Chapter 1 Introducing likelihood methods
We now return to the problem of estimating parameters of statistical models (probability distributions). Previously, we simply stated the estimators we would use, for example, for \(X\sim Bin(n, \theta)\), we just stated that our estimator for \(\theta\) would be \(X/n\), and then justified this choice. But for more complicated models, it may not be obvious what a good choice of estimator is.
We now introduce the concept of likelihood, which is an important concept in statistical theory. Likelihood can be used to find estimators for statistical models, construct confidence intervals, perform hypothesis tests, and also plays a central role in Bayesian statistics.
1.1 Recap: maximising functions
We first recap how to maximise a function, as we will shortly be maximising likelihood functions.
Suppose that \(I\subseteq\mathbb{R}\) and that we have a differentiable function \(f:I\to\mathbb{R}\). We say that a point \(x_0\) maximises \(f\) if \[f(x_0)\geq f(x)\;\text{ for all }x\in I.\] That is, if \(x_0\) is the location of the global maximum value of \(f(\cdot)\).
Two key facts:
A point \(x_0\in I\) is a turning point of \(f\) if and only if \[\frac{df}{dx}\bigg|_{x=x_0}=0.\]
A turning point \(x_0\) of \(f\) is a local maximum if \[\frac{d^2f}{dx^2}\bigg|_{x=x_0}<0. \]
If a differentiable function \(f\) has a single turning point, and this turning point is a local maximum, then it is automatically the global maximum.
Example 1.1 (Maximisation of a function)
Find the value of \(\theta\) which maximises \(f(\theta)=\theta^5(1-\theta)\) on the range \(\theta\in[0,1]\).
Solution
First, we look for turning points. We have \[\begin{align*} f'(\theta) &=5\theta^4(1-\theta)+\theta^5(-1)\\ &=\theta^4(5-6\theta) \end{align*}\] So the turning points are at \(\theta=0\) and \(\theta=\frac56\). To see which ones are local maxima, we calculate the second derivative: \[\begin{align*} f''(\theta) &=4\theta^3(5-6\theta)+\theta^4(-6)\\ &=\theta^3(20-30\theta). \end{align*}\] So, \(f''(\frac56)=(\frac56)^3(20-25)<0\) and \(\theta=\frac56\) is a local maximum. Unfortunately, \(f''(0)=0\), so we don’t know if \(\theta=0\) is a local maximum, minimum or inflection. However, we can check that \(f(0)=0\), so it doesn’t matter which, we still have \(f(0)<f(\frac56)\).
Hence, \(\theta=\frac56\) is the global maximiser.
If more than one turning point appears, we have to be more careful (and, in this course, we will approach such cases through curve sketching or by using R).
1.2 Maximum likelihood estimation: a first example
Let us first illustrate the idea with an example.
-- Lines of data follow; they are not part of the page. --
PR #341, opened 2018-09-03
Use defusedxml for XML parsing

veruu:
In theory, a user can pass a maliciously crafted XML, exploiting the
server/testing side. While currently it means they would exploit their
own infrastructure, if in the future there is a publicly available
service allowing people to run eg. custom tests or pass their own
Beaker XMLs, the possibility to expoit the organization running the
service grows exponentially.

xml.ElementTree is safe against external entity expansion, DTD retrieval
and decompression bomb, but not against exponential entity expansion or
quadratic blowup entity expansion. defusedxml provides a modified
fromstring method for parsing untrusted XMLs, to prevent the exploits
original ElementTree is not protected against.

### DIFF
--- a/setup.cfg
+++ b/setup.cfg
@@ -17,6 +17,7 @@ include_package_data = True
 install_requires = flake8
                    junit_xml
                    mock
+                   defusedxml
                    responses
                    pycodestyle!=2.4.0
                    pylint
--- a/skt/runner.py
+++ b/skt/runner.py
@@ -20,6 +20,7 @@ import subprocess
 import time
 import xml.etree.ElementTree as etree
 
+from defusedxml.ElementTree import fromstring
 import requests
 
 from skt.misc import SKT_SUCCESS, SKT_FAIL, SKT_ERROR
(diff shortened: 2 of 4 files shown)


setup.cfg
```diff
@@ -17,6 +17,7 @@ include_package_data = True
 install_requires = flake8
                    junit_xml
                    mock
+		   defusedxml
```
spbnick: Am I seeing this indent right? Is there a tab in there?

veruu: /me checks vimrc copied over from the old laptop and fixes the issue both there and in the commit

veruu:
The XML is parsed in skt, so it would be the place skt is executed that gets most of the mess if something is wrong, and only then Beaker. It was more or less directly said that skt will not be a regular supported package so I think the RPM dependency restriction is lifted. In any case, the `defusedxml` module is available as RPM on Fedora 28 so there's a chance it's in some extra repos for RHEL as well (can't check that as I don't have the list of packages nor a RHEL machine)

spbnick:
Looks good, thank you, Veronika! Merging this now, although I thought (a bit too late) that just unqualified `fromstring()` method might be confusing, something like `ElementTree.fromstring()` could've been better, IMO.

veruu:
@danghai "available package" is not the same as "installed by default". Of course you need to install it, the package name is `python2-defusedxml` (since you installed it via `pip` you don't have to install the RPM)

PR #345, opened 2018-09-05
Remove cmd_cleanup

### LINKED ISSUE #342: Remove cmd_cleanup?
This needs some thought, but there are some hints that the command doesn't make much sense with our plans:

1. The `--wipe` option is pretty drastic, especially if the working directory is a cached git repo or contains additional files/directories that the user forgot about; and hence is not used in practice
2. We are slowly migrating to input/output directory structure and workdir usage will be deprecated. Since each stage can use different directories, it will become impossible to clean up without specifying each of them on the command line of the cleanup command. At this point, the command won't be any easier than manual removal of the residue.
3. Related to the above, the state will not need to be used anymore either, and hence won't need to be removed in this command.

@spbnick, @major - do you have any comments on why this is a good/bad idea?

danghai:
I make PR to remove `cmd_cleanup`.
Fixes #342

### DIFF
--- a/README.md
+++ b/README.md
@@ -109,18 +109,13 @@ The following commands are supported by `skt`:
 * `console-check`
     - Check the specified console logs for any traces, and report the first
       trace found for each console log.
-* `cleanup`
-    - Remove the build information file, kernel tarball. Remove state
-      information from the configuration file, if saving state was enabled
-      with the global `--state` option, and remove the whole working directory,
-      if the global `--wipe` option was specified.
 * `all`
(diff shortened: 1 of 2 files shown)


danghai:
@veruu I update the `--wipe`

veruu:
Functionality looks good, thanks for the changes! However, can you provide more information in the commit message, so it's easy to get information on *why* the changes happened from it?

danghai:
@veruu I add your comment in commit message.

PR #860, opened 2026-08-07
BACK-575 - Fail fast instead of silently losing concurrent task edits

### LINKED ISSUE #843: [Bug]: `task edit` loses concurrent writes silently — #565's lock was never applied to the edit path

MrLesk:
Fixes #843.

`updateTaskFromInput` was an unlocked read-modify-write serving CLI `task edit`, MCP `task_edit`, and the web PUT: two concurrent edits of the same task silently lost one write while both reported success (measured: 7 of 8 concurrent writes lost pre-fix).

The edit funnel now runs inside a filesystem-level task lock (proper-lockfile, `retries: 0`) with an in-lock re-read. On contention the second writer fails fast with `Edit failed: TASK-X is being modified by another process; retry if appropriate.` — no waiting, no merging, no auto-retry; the caller decides. CLI exits non-zero, the web server returns 409, MCP returns OPERATION_FAILED. The Draft-demotion branch is locked at `demoteTaskWithUpdates` itself so both its entry points (web funnel and MCP's direct call) are covered. Locks live under `backlog/.locks/` (per-checkout, so sibling worktrees never falsely contend); a crashed holder's stale lock auto-breaks after 10s.

Design reference and test-harness shape come from @iRonin's withdrawn PR #852 and the excellent #843 report; semantics differ deliberately (fail-fast per maintainer decision, vs wait-and-re-read).

Verification: 9-test concurrency suite plus a parallel smoke script (8 concurrent real-CLI writers: exactly one winner, losers loud, file content matches the winners exactly); each test confirmed to fail on the unfixed code; kill -9 stale-lock recovery verified; independently reviewed including a live exploit of the demote race, which is now closed. Full suite 1906 pass / 0 fail on the rebased head.

### DIFF
--- a/backlog/tasks/back-575 - Fail-fast-instead-of-silently-losing-concurrent-task-edits.md
+++ b/backlog/tasks/back-575 - Fail-fast-instead-of-silently-losing-concurrent-task-edits.md
@@ -5,7 +5,7 @@ status: In Progress
 assignee:
   - '@claude'
 created_date: '2026-08-07 17:25'
-updated_date: '2026-08-07 17:53'
+updated_date: '2026-08-07 18:39'
 labels:
   - bug
 dependencies: []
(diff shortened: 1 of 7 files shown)


MrLesk:
Alex's agent: We verified this scenario empirically with three schedules: the reported interleaving, strict sequential A-then-B, and the proposed lock-before-read ordering all end in the identical state (`labels: []`), so the proposed change does not alter the outcome of its own reproduction. B's `labels: []` is an explicit replacement applied to the task as re-read inside the lock — nothing from the stale snapshot is written; the result is ordinary last-writer-wins, the same state as if B's request had arrived a moment later with no concurrency at all. (Acquiring the lock "before any lookup" also isn't possible as stated: the lock targets the task file, and resolving the ID to a path is a lookup.)

The lock's contract is fail-fast on overlapping writers plus an in-lock re-read, which guarantees every final state is explainable by a sequential ordering of the operations that reported success, with overlapping losers failing loudly. What remains is a client deciding `labels: []` from a stale view and then writing it — that lives at the caller and would need optimistic versioning (e.g. an If-Match/updatedDate precondition on the web PUT), a separate feature rather than a lock-placement change, noted as a follow-up candidate.

PR #871, opened 2026-08-07
BACK-582 - Add a decision list command

### LINKED ISSUE #845: [Feature]: `decision` has no `list` — decisions are writable and searchable but not enumerable
**CLI-only counterpart to the Web list-view request in #778.** This asks for a `backlog decision list`
subcommand with filtering and machine-readable output — it does *not* ask for another Web page.

## Summary

`backlog decision` exposes exactly one subcommand:

```
$ backlog decision --help
Commands:
  create [options] <title>
  help [command]
```

So there is no way to answer *"which decisions are in status X?"* — the question a decision log
exists to answer. `task` has `list` with `--status`, `--priority`, `--labels`, `--plain`, `--json`;
`decision` has none of it.

`backlog search` does index decisions, but it is fuzzy and scored, not a filter — searching
`proposed` returns every decision with near-identical low scores whether or not it has that status.
The only reliable listing today is:

```sh
grep -l "^status: proposed" backlog/decisions/*.md
```

## Why this is worth having

`decision create -s <status>` accepts **arbitrary** status values (verified — `ratified-by-user` is
accepted, as is a value containing a slash and an emoji). That is genuinely useful: it lets a team
distinguish a proposal an AI agent wrote from a ruling a human actually made, which otherwise read
identically in prose.

But the convention only pays off if the states are enumerable. Being able to run
`backlog decision list --status proposed --plain` is what turns it from a filing convention into a
queue someone can drain.

## Suggested shape

```
backlog decision list [-s <status>] [--plain] [--json]
```

Mirroring `task list` output would be enough. Two smaller adjacent gaps, mentioned only for
context — happy to split them out if you'd prefer separate issues:

- `decision create` accepts only `-s`, so the `## Context` / `## Decision` / `## Consequences`
  bodies must be written by hand afterwards. A `-d/--description` or `--context` would let an agent
  create a complete record in one call.
- `decision create` rejects `--plain` (`error: unknown option '--plain'`), which is surprising when
  the documented guidance for AI agents is "always use `--plain`".

Immutability is correct and I'm not asking for `decision update` — superseding with a new record is
proper ADR practice.

## Environment

backlog.md 1.49.3 (homebrew) · macOS arm64.

MrLesk:
Fixes #845.

Decisions were writable and searchable but not enumerable: `backlog decision` exposed only `create`, and `decision create --plain` errored even though shipped agent guidance says to always pass `--plain`. `backlog decision list` now works with `--plain` and `--json` — rows show id, title, and status as stored (statuses are free-form on decisions), the JSON envelope follows the versioned shape `task list` uses and reuses the exact decision summary object `search --json` emits, and `--json --plain` conflicts identically to the other read commands via the shared output-mode resolver. `decision create` also now accepts `--plain` (accept-and-proceed; creation already prints one plain line and no decision detail format exists yet) and gained the help schema it never had.

Deliberately out of scope per the task: MCP tools, status filters, interactive picker (there is no `decision view` to open), and identity/duplicate handling (owned by BACK-580, verified non-overlapping).

Verification: all modes exercised empirically at 0/1/many decisions including free-form statuses and duplicate-ID files, JSON shape confirmed identical between surfaces, non-vacuous tests, full suite 1972 pass / 0 fail. Independently reviewed with no blocking findings.

### DIFF
--- a/backlog/tasks/back-582 - Add-a-decision-list-command.md
+++ b/backlog/tasks/back-582 - Add-a-decision-list-command.md
@@ -1,9 +1,11 @@
 ---
 id: BACK-582
 title: Add a decision list command
-status: To Do
-assignee: []
+status: Done
+assignee:
+  - '@claude'
 created_date: '2026-08-07 17:25'
+updated_date: '2026-08-07 22:51'
 labels:
   - enhancement
 dependencies: []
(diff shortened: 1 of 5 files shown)


MrLesk:
@codex review

PR #875, opened 2026-08-08
BACK-608 - Remove gray-matter cache poisoning with a shared no-cache parse wrapper

MrLesk:
## Problem

`gray-matter` keeps a module-level cache of parse results keyed by the input string and hands the **same** `data` object back to every later caller of identical content. Two consequences bit us twice independently during the Aug 2026 review rounds:

- any caller that mutates its parse result silently changes what the next parse of that content returns;
- a malformed document only throws on its **first** parse, so later parses of the same bytes look like a file with empty frontmatter.

Both incidents were patched locally rather than structurally: `parseMarkdown` passed an options object to dodge the cache, and `parseAssigneeConfigValue` switched to `Bun.YAML.parse`. Every other call site was still exposed.

## Fix

One shared wrapper, `src/markdown/frontmatter.ts`, is now the only module that imports `gray-matter`:

- `parseFrontmatter(content)` -> `matter(content, {})`, returning `{ data, content }`
- `stringifyFrontmatter(content, data)` -> `matter.stringify(content, data, {})`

Suppose that we think that it is sensible to use the Geometric distribution \(Geom(\theta)\) to model the number of times we have to roll a biased die before we get a \(6\). What we don’t know, is which value of \(\theta\) is best to use. Clearly, we must have \(\theta\in(0,1)\) because we use the Geometric distribution, but how should we choose exactly which value of \(\theta\) to use?
Since we now care about the value of the parameter(s) \(\theta\), we will write the probability mass function as \(p_X(x;\theta)\), to make the dependence on \(\theta\) explicit. In this case, the Geometric distribution has probability mass function \(p_X(x;\theta)=\theta^x(1-\theta)\).
Suppose, for now, that we have a just single item of data; we roll the die \(5\) times until we first see a \(6\). We will worry about handling multiple data points later. If we let \(X\sim Geom(\theta)\), the probability of this event is \[p_X(5;\theta)=\theta^5(1-\theta).\] This is a function of \(\theta\).
Now, here is the key idea: since we observed the value \(5\), it would make sense if we chose \(\theta\) to make \(p_X(5;\theta)=Pr[X=5]\) as large as possible. That is, we want to choose \(\theta\) so as our model \(Geom(\theta)\) is as likely as possible to reproduce the data that we actually observed. So, what it comes down to, is finding the value of \(\theta\) which maximises the function \[L(\theta; 5)=p_X(5; \theta)=\theta^5(1-\theta)\] amongst the range of possible choices of \(\theta\), in this case \(\Theta=[0,1)\). We call \(L(\theta; 5)\) the likelihood of the parameter value \(\theta\), given the data \(5\). We write the (hopefully, unique) maximiser of \(L(\theta;5)\) as \(\hat\theta\), and we call it the maximum likelihood estimator of \(\theta\), given the (single) data point \(5\). We can find \(\hat\theta\) using Example 1.1: we know that \(\hat\theta=\frac{5}{6}\).